I would like to ask if there are arabic language components could be used for build the config file for intent classification\entity extraction\dates and time …etc
I have researched several times but don’t find the answer anywhere yet
I’m no expert in Arabic, but I have implemented some components that may help out. The main components that I’ve added are featurizers. These add dense pre-trained embeddings to your pipeline which should make it a lot easier for DIET to pick up entities and intents. You can find out more on the documentation on BytePairEmbeddings here. Our LanguageModelFeaturizer also integrates with Huggingface which offers some Non-English models too. In particular, we’ve heard good stories on LaBSE. If you appreciate an explainer on how LaBSE works, check the video here.

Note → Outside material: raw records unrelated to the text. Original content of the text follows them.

PR #380, opened 2020-09-19
mfu: account for short read/writes with O_DIRECT

adammoody:


src/common/mfu_io.c
```diff
@@ -944,6 +944,150 @@ ssize_t daos_write(const char* file, const void* buf, size_t size, mfu_file_t* m
...
+        MFU_LOG(MFU_LOG_ERR, "dfs_read %s failed (%d %s)",
+            file, rc, strerror(rc)
+        );
+        errno = rc;
+        return -1;
+    }
+
+    return (ssize_t)got_size;
+#endif
+}
```
adammoody, line 987: @dsikich @daltonbohning I'm working to fix up our copy code to handle short read/write operations.  With that I'm replacing some ``mfu_file_read/write`` with new ``mfu_file_pread/pwrite`` calls.  A few questions:

1) When this is ready, would you please check that these functions actually work as expected on DAOS?
2) Does the ``d_iov_set`` call set the size field in the iov struct, and if so, can we drop the ``sgl.sg_iovs[0].iov_len = size;`` line?
3) Can ``dfs_write`` return with a short write?
4) Are there ``dfs_pread/pwrite`` calls we should use instead?

daltonbohning: @adammoody I'll take a look at this today.

daltonbohning: @adammoody 
2. Yes, it seems it does set the size:
https://github.com/daos-stack/daos/blob/1e221bdaf079092cdf26db563727a775864e1b29/src/include/gurt/types.h#L114-L119

3. I don't **think** it can return with a short write the same way `pwrite` does. If you tell it to write a certain amount, it seems to be all or nothing. Though, I'm not 100% familiar with this, and found myself tracing through several files of unfamiliar DAOS library code. If it IS possible, then I think the actual size written would be returned in `sg_iovs[0].iov_len`, since this is passed as a pointer. Worse case, this value would just be the same as the input.

4. There aren't `dfs_pread/dfs_pwrite` calls, since `dfs_read/dfs_write` always expect an `offset`.

adammoody: Thanks @daltonbohning .  I'll drop that line that is setting the length again.  Let me know if you find that breaks something.

If you or @dsikich later find that short writes *are* possible, we should update the ``daos_write`` and the new ``daos_pwrite`` call to account for that.  Right now those each assume all bytes were written if there is no error.  On the flip side, if you are sure short writes aren't possible, we can add a comment for future code reviewers.

daltonbohning: I'll leave myself a note to check into this some more, and ask someone who is familiar with the code.
In the meantime, I don't think it would _hurt_ to return `sg_iovs[0].iov_len` instead of `size`, since `sg_iovs[0].iov_len` is set to `size`, although it might be ambiguous why that is being done... What do you think?

adammoody: @dsikich , @daltonbohning .  Alright, I think is ready for a daos test now.  For ``mfu_flist_copy`` (used by ``dcp`` and ``dsync``) and ``mfu_compare_contents`` (used by ``dcmp`` and ``dsync -c``), this uses ``pread/pwrite`` calls with corresponding daos versions.  Could you please give this a whirl and verify whether it works ok?

adammoody: > 
> 
> I'll leave myself a note to check into this some more, and ask someone who is familiar with the code.
> In the meantime, I don't think it would _hurt_ to return `sg_iovs[0].iov_len` instead of `size`, since `sg_iovs[0].iov_len` is set to `size`, although it might be ambiguous why that is being done... What do you think?

I think I follow your suggestion here, but since I can't test the changes, I left it as is for now.

daltonbohning: @adammoody 
I ran these change will all of the current DAOS-related `dcp` tests, and everything looks good.

I dug some more into whether `dfs_write` could return a short read. As far as I'm aware, it doesn't, and the documentation also makes no mention of it, so I'm going to assume that it does _**not**_.
Maybe we can leave a comment stating this, so we don't forget?

Otherwise, I don't see anything in this code that might cause as issue.

PR #385, opened 2020-09-23
dcmp, dsync: add --chunksize and --blocksize

adammoody:
Now that ``dcmp`` and ``dsync`` both allocate a ``copy_opts`` struct, this adds ``--blocksize`` and ``--chunksize`` options for those tools.


adammoody:
That could be the case.  I'll take a look.  I also want to consider updated the defaults from 1MB to something bigger, andI need to do some experimentation to pick some new values.

daltonbohning:
> That could be the case. I'll take a look. I also want to consider updated the defaults from 1MB to something bigger, andI need to do some experimentation to pick some new values.

Thank you! And for what it's worth, I don't think the default would have a _functional_ impact on DAOS, but of course I can run some tests on my end if you need me to.

adammoody:
> 
> 
> > That could be the case. I'll take a look. I also want to consider updated the defaults from 1MB to something bigger, andI need to do some experimentation to pick some new values.
> 
> Thank you! And for what it's worth, I don't think the default would have a _functional_ impact on DAOS, but of course I can run some tests on my end if you need me to.

Ok, I think I found and fixed the spot that was overwriting the block_size value that had been set on the command line.  Can you give that another try and verify it's working for you now?

Yeah, I can imagine it might not change much in DAOS, but it's good to know that I didn't break something in DAOS even if it doesn't change performance.  Along those lines, does DAOS deal with someone opening a file using the O_DIRECT option?  This could be tested on this branch by adding the ``--direct`` option in dcp.

daltonbohning:
> Ok, I think I found and fixed the spot that was overwriting the block_size value that had been set on the command line. Can you give that another try and verify it's working for you now?

I think this is good!

> does DAOS deal with someone opening a file using the O_DIRECT option?

From what I gathered, it seems O_DIRECT is ignored by the `DFS` api, since the data is stored in DAOS objects. In the `DFUSE` api (DAOS mounts), it seems like O_DIRECT is handled in some cases, but then in others `DFUSE` overrides the O_DIRECT flag to always be true.
Overall, it seems like DAOS just always handles its own buffering, and thus either ignores or forces O_DIRECT.
But I'm not very familiar with this (I started on DAOS around the time I first started contributing to mpifileutils)
Either way, running `dcp` with `--direct` doesn't seem to break anything for DAOS, so that's good.

adammoody:
I'll merge this early since it fixes a bug and enables one to set chunksize/blocksize in dcmp and dsync now.  I may change the default from 64MB to something else after testing.

Issue #384, opened 2020-09-22
daos: mfu_io: enhance lookup_insert_dir


daltonbohning:
Within `mfu_io` there is a function `lookup_insert_dir` that uses a hash table to speedup the lookups of DAOS container directories. 

1. Currently, this is only used when only the src is DAOS or only the dst is DAOS. We should make some modifications that allow it to be used when both the src and dst are DAOS.

2. The `fprintf(stderr, ...)` calls should be updated to `MFU_LOG(MFU_LOGG_ERR, ...)`.

3. We need to find the proper way to add a corresponding `d_hash_table_destroy` call to handle cleanup.

4. We should investigate the possibility of using the hash table(s) elsewhere. Any of the `daos_*` IO functions could potentially be candidates.

Mirrored DAOS Jira ticket:
https://jira.hpdd.intel.com/browse/DAOS-5722

daltonbohning:
@dsikich

### Rough Proposal
**Step-by-step explanation**
1. There is a 1:1 relationship between a DAOS container and a `dfs` mount (the way we are using it, anyway).
2. Each container should have its own `d_hash_table` to avoid conflicts.
3. The `dfs` is stored with the `mfu_file` record.
4. We need to pass the `mfu_file` to `lookup_insert_dir` to get the `dfs`.
5. We can add a new entry `mfu_file_t->dir_hash` to hold the hash for that corresponding `dfs`.
6. When we call `dfs_mount`, we can also set the corresponding `mfu_file_t->dir_hash`.
7. We can create a wrapper function for this, for simplicity and reusability.
8. When we call `dfs_umount`, we can cleanup the `mfu_file_t->dir_hash`.
9. We can create a wrapper function for this as well, to keep the creation and destruction of the hash in sync.
10. At this point, each `mfu_file_t` would "automatically" have a `mfu_file_t->dir_hash`.
11. Now to utilize it...
12. All `dfs_lookup` calls within `mfu_io` are _similar_ (permissions, etc.) except for one that also passes `mode`, but ignore this for now.
13. We can replace _**all**_ `dfs_lookup` calls with a call to `lookup_insert_dir`.
14. `lookup_insert_dir` would get/insert into the corresponding `mfu_file->dir_hash`.
15. Now all lookups will use the hash.
16. This also has other (positive) implications.
17. The `dir_hash` will now be cleaned up properly (currently isn't) when we call `dfs_umount` (in our new wrapper function).
[...]

PR #386, opened 2020-09-23
daos: robust enhancements

### LINKED ISSUE #352: daos: add mfu_file_unlink and daos_unlink
The copy function might eventually call mfu_unlink on destination files if it detects an error after performing the copy.

https://github.com/hpc/mpifileutils/blob/a059f299c3b0d4f4409a0ce48360a1081645d1b4/src/common/mfu_flist_copy.c#L2125

To handle this, we'll want to add an mfu_file_unlink and daos_unlink.

This code is commented out now.  I forget why I left that commented, other than maybe I'm paranoid about deleting things.

### LINKED ISSUE #382: daos: mfu_io: call dfs_release for each dfs_lookup
Based on the documentation for `dfs_lookup`, "the object must be released with `dfs_release`":
https://github.com/daos-stack/daos/blob/0006b6472c7624b4f1e79505678613dcc6c3a50d/src/include/daos_fs.h#L189-L204

Within `mfu_io.c`, each call to `dfs_lookup` should have a matching `dfs_release` call once we are done with the returned object (usually `parent`).

Also, to be consistent with other forms of error checking, we should change each 
`if (parent != NULL) {// all good} else {// ERROR}`
to 
`if (parent == NULL) {// ERROR} else {// all good}`

### LINKED ISSUE #383: daos: mfu_io: daos_* functions return an int when no DAOS_SUPPORT
If `#ifdef DAOS_SUPPORT` is not active, some compilers might have an issue with the `daos_*` functions that return an int, since they would not return one.
We could add an `#else` case or perhaps an `int rc = 0;` at the top and an `return rc;` at the bottom.

daltonbohning:
Three commits, three issues.

>**daos: mfu_file_unlink and daos_unlink implementation**
>Added implementation for mfu_file_unlink and daos_unlink.
>Updated mfu_flist_copy.c and mfu_flist_walk.c to use the
>new mfu_file_unlink.
>
>The following files still have references to mfu_unlink,
>but I don't believe that can/should be updated:
>mfu_flist_remove.c
>dbcast.c
>dreln.c
>copy.c
>dbz2.c

closes #352 

>**daos: mfu_io: add dfs_release for each dfs_lookup**
>Each daos_* function that uses dfs_lookup now also
>has a corresponding dfs_release, except for "open"
>functions, since this is handled in "close".

One exception: calls made in `lookup_insert_dir` do not have a corresponding `dfs_release`, since this will require more effort to fix. New issue #384 created to handle this.

closes #382 

>**daos: mfu_io: return 0 or NULL if not DAOS_SUPPORT**
>For daos_* functions, when DAOS_SUPPORT is not defined,
>the functions will just return 0 or NULL to alleviate
>compiler warnings/errors.

I opted for the `#else` approach here, since I felt it was more explicit and less error prone than the `int rc = 0; #ifdef DAOS_SUPPORT...#endif return rc`
 approach.

closes #383

### DIFF
--- a/src/common/mfu_io.c
+++ b/src/common/mfu_io.c
@@ -1227,6 +1227,67 @@ int mfu_file_ftruncate(mfu_file_t* mfu_file, off_t length)
     }
 }
 
+/* unlink a file */
+int mfu_file_unlink(const char* file, mfu_file_t* mfu_file)
+{
+    if (mfu_file->type == POSIX) {
+        int rc = mfu_unlink(file);
+        return rc;
+    } else if (mfu_file->type == DAOS) {
+        int rc = daos_unlink(file, mfu_file);
+        return rc;
+    } else {
+        MFU_ABORT(-1, "File type not known, type=%d",
+                  mfu_file->type);
+    } 
+}
+
+/* emulates unlink on a DAOS file or symlink */
+int daos_unlink(const char* file, mfu_file_t* mfu_file)
+{
+#ifdef DAOS_SUPPORT
+    char* name     = NULL;
+    char* dir_name = NULL;
+    parse_filename(file, &name, &dir_name);
+    assert(dir_name);
+
+    /* Need to lookup parent directory in DFS */
+    dfs_obj_t* parent = NULL;
+    mode_t mode;
+    int rc = dfs_lookup(mfu_file->dfs, dir_name, O_RDWR, &parent, &mode, NULL);
+    if (parent == NULL) {
+        MFU_LOG(MFU_LOG_ERR, "dfs_lookup %s failed", dir_name);
+        errno = ENOENT;
+        rc = -1;
+    } 
+    else {
+        /* only allow regular files and symlinks */
+        if (!S_ISREG(mode) && !S_ISLNK(mode)) {
+            MFU_LOG(MFU_LOG_ERR, "Invalid entry type (not a file or symlink)");
+            errno = EINVAL;
+            rc = -1;
+        }
+        else {
+            /* remove the file */
+            rc = dfs_remove(mfu_file->dfs, parent, name, false, NULL);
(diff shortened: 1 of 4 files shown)


dsikich:
@daltonbohning I liked the #else approach better here too.

dsikich (approved):

src/common/mfu_io.c
```diff
@@ -282,24 +285,28 @@ int daos_chmod(const char *path, mode_t mode, mfu_file_t* mfu_file)
 
     dfs_obj_t* parent = NULL;
     int rc = dfs_lookup(mfu_file->dfs, dir_name, O_RDWR, &parent, NULL, NULL);
-    if (parent != NULL) {
+    if (parent = NULL) {
```
adammoody, line 288:
```suggestion
    if (parent == NULL) {
```

src/common/mfu_io.c
```diff
@@ -1183,12 +1216,14 @@ int daos_ftruncate(mfu_file_t* mfu_file, off_t length)
     daos_off_t offset = (daos_off_t) length;
     int rc = dfs_punch(mfu_file->dfs, mfu_file->obj, offset, DFS_MAX_FSIZE);
     if (rc) {
-        MFU_LOG(MFU_LOG_ERR, "dfs_punch failed (%d)",
+        MFU_LOG(MFU_LOG_ERR, "dfs_punch failed (%d %s)",
```
adammoody, line 1219: Nice catch!

daltonbohning: Only because I was trying to copy/paste :)

src/common/mfu_io.c
daltonbohning: Thanks!

adammoody:
Looks good to me.  Thanks!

I just checked and it seems that my dateparser component also supports Arabic. It’s based on the dateparser library and their docs suggest they support many dialects of Arabic too. I cannot confirm the quality of the tool, but if you’ve gotten any feedback I’d be all ears.
Oh! And there’s one more thing. The reasoning is explained in more detail in this video but we’ve also gotten namelists available if you’re interested in detecting names as entities. The rasa-nlu-examples repository therefore also contains namelists from around the world. It includes a set of Arabic names. These names can be used in our RegexEntityExtractor or in the FlashTextEntityExtractor.